Parker Bestobell to supply cryogenic valves for LNG carriers

AUGUST 15, 2016—Parker Bestobell Marine reports it has won a new order from Korea’s Daewoo Shipbuilding & Marine Engineering (DMSE) to supply cryogenic valves for three new Liquefied Natural Gas (LNG) carriers.

The company’s valves will be used in the cargo handling systems, including the main discharge line that controls the initial flow of LNG from the cargo tanks when pumping starts.  The three vessels are part of the Yamal series of Arc7 ice-class LNG carriers that will be operated in Arctic winter conditions.

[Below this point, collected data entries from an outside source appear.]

PR #282, opened 2026-07-27
[18.0][IMP] account_tax_unece: hide VAT code on purchase taxes

alexis-via:


alexis-via:
After some thoughts, I eventually decided to hide completely VATEX code on purchase taxes, to make things really clear for users and avoid to have some users that may want to create different purchase taxes for each VATEX code on purchase.

njeudy (approved):
ok for me !

bguillot (approved):
LGTM

PR #241, opened 2025-09-01
[18.0][IMP] l10n_eu_product_adr: migrate xml data files to csv

rrebollo:
Converting all data to CSV for faster processing and smaller file sizes. This was already implemented during the migration to v17.

@BinhexTeam

PR #290, opened 2026-08-31
[19.0][IMP] l10n_eu_product_adr: migrate xml data files to csv

rrebollo:
Adapted port of #241 to 19.0 — not a pure port.

**Genesis**
Porting `l10n_eu_product_adr` from 18.0 (XML) to 19.0 (CSV) as in #241, but 19.0 core already provides `uom.product_uom_milliliter` and the CSV port would have introduced a duplicate `data/uom.uom.csv` that cannot load on 19 (dropped `category_id`/`factor`/`uom_type`). Also the CSV conversion loses label pictograms and V19 grid overflows long ADR names.

**What this PR does vs #241 (pure XML→CSV):**
* **Keeps `data/adr_label.xml` as XML** (22 records) instead of CSV. CSV cannot express `type="base64" file="..."`, so `data/adr.label.csv` left `image` empty and `static/img/*.svg` unreferenced (`image required=True`). Fix also needed on 17.0/18.0.
* **Does not introduce `data/uom.uom.csv`** at all. `origin/19.0` already points all 240 `adr.goods` rows to core `uom.product_uom_milliliter`; not adding the duplicate keeps the branch installable.
* **Fixes name overflow in form** — V19 `sheet>group colspan=4 col=4` with `field colspan=4` overflows for long ADR names. Uses idiomatic Odoo pattern (`group` default + `field colspan="2" class="text-break"`, as in `hr_leave_views.xml:406`, `product_views.xml:137`) instead of table-based colspan.

**Commits (3 on top of origin/19.0):**
* `[IMP] l10n_eu_product_adr: migrate xml data files to csv` (adapted, without `uom.uom.csv`, 240 refs to core)
* `[FIX] l10n_eu_product_adr: restore label pictograms`
* `[FIX] l10n_eu_product_adr: fix name overflow in form`

**Verification**
* `grep -rn mililiter` → 0, `grep -c uom.product_uom_milliliter data/adr.goods.csv` → 240
* `grep -c file= data/adr_label.xml` → 22
* Form overflow fixed via `class="text-break"` (no custom CSS)
* `pre-commit run --all-files` → Passed
* `invoke test --cur-file l10n_eu_product_adr/tests/test_adr_goods.py` → 10 green
* No `README.rst`/`static/description/index.html` changes

@BinhexTeam T12289


bosd:
Thanks for the port! The data conversion itself checks out, I diffed the generated CSVs against the 19.0 XML record by record (2928 `adr.goods` + 16 classes + 22 labels + 116 packing instructions, all fields and m2m ordering) and they are identical. Two things before this goes in.

### 1. The label pictograms are lost

`data/adr_label.xml` loads each image from disk:

```xml
<field name="image" type="base64" file="l10n_eu_product_adr/static/img/ADR_1.svg"/>
```

CSV can't express `type="base64" file="..."`, so `data/adr.label.csv` has an **empty `image` column for all 22 rows**, and the SVGs in `static/img/` are now unreferenced. `image` is `required=True` and it's what the form/kanban view renders, so every hazard label ends up without its pictogram.

Could you keep `adr_label.xml` as XML? It's only 22 records, so CSV buys little there, and it's the only file using the `file=` construct. Heads-up: this already landed the same way on 17.0 and 18.0, so those branches need the same fix.

### 2. Don't let the duplicate UoM enter 19.0 in the first place

19.0 never had it: `origin/19.0`'s `adr_goods.xml` already points all 240 rows at core `uom.product_uom_milliliter` and ships no custom UoM. The duplicate is introduced by the CSV commit itself, carried over from the 17.0/18.0 CSVs.

It also can't load on 19, core dropped `category_id`, `factor`, `uom_type` and the `uom.product_uom_categ_vol` xmlid (uom now uses `relative_factor`/`relative_uom_id`), so the `data/uom.uom.csv` added in the first commit leaves the tree uninstallable until the second commit removes it.

Simplest fix: **don't add `data/uom.uom.csv` to 19.0 at all**. The `[FIX]` and `[REF]` commits then disappear and the diff is just the XML→CSV port.

That's safe for upgrades, too. On 18→19 the `adr.goods` reload repoints all 240 rows to core `ml` before Odoo's end-of-update cleanup drops the now-obsolete `l10n_eu_product_adr.product_uom_mililiter`; if someone has that UoM on their own products the delete just fails harmlessly and leaves an unused record. That's exactly what 19.0 does today, with no migration script.

So the migration is optional. If you'd like to keep it to also repoint user-created `adr.goods` rows, that's fine, but drop the `product_uom_milliliter` (double-`l`) entry from it, since that xmlid has never existed in any released version.

Minor: `readme/CONTRIBUTORS.md` and `readme/HISTORY.md` weren't updated, and it would help to note in the description that this PR carries the 19.0 port of #241.

bosd:
Also discovered another nit, while comparing V14 vs V19. Not related to your work, worth fixing.

V14:
image
V19
image

bosd:
:+1:  Almost there. Still a overflow but images are back.
image

rrebollo:
@bosd I think is good to go now.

Previously, Parker Bestobell Marine had supplied the first vessel in the series—the only one owned by Russia’s Sovcomflot—with its cryogenic globe and check valves.

The “on-deck” valves will be subjected to extreme sub-zero temperatures, which is not an issue with Parker’s cryogenic valves that are designed to operate down to -196°C.  For added protection, Parker Bestobell Marine will supply covers for the headworks to protect the exposed parts of the valves.

Due to the arctic conditions that the LNG Carriers will operate in, it is not possible to use actuators that operate via hydraulic oil due to viscosity issues. As a result, Parker Bestobell Marine innovated within its valve design to ensure that the valves could operate efficiently using electric actuators.Yamal slide

These will be the first LNG carriers to have electric actuators fitted to globe valves. Parker Bestobell’s Marine’s Market Development Manager, Duncan Gaskin said: “This project called upon the innovation of our design and technical engineers to come up with a solution to ensure that the actuators would operate normally in such extreme environments.”

There are 15 ships set to be built in this series by DSME for three different owners: MOL (Japan), Teekay (Canada) and Dynagas (Greece).

The ships are designed specifically for the LNG Yamal project in Russian Siberia. The 15 Arc7 ice-class gas carriers will operate in Arctic conditions, with temperatures as low as -54°C.  They will be required to independently navigate ice more than two meters thick.

Russian gas producer Novatek holds an 80% stake in the Yamal LNG project, with the remaining 20% stake owned by Totally. After 2018, the Yamal LNG project is expected to produce 16.5 million tonnes of liquefied natural gas per year for shipment to European, Asian and South American customers.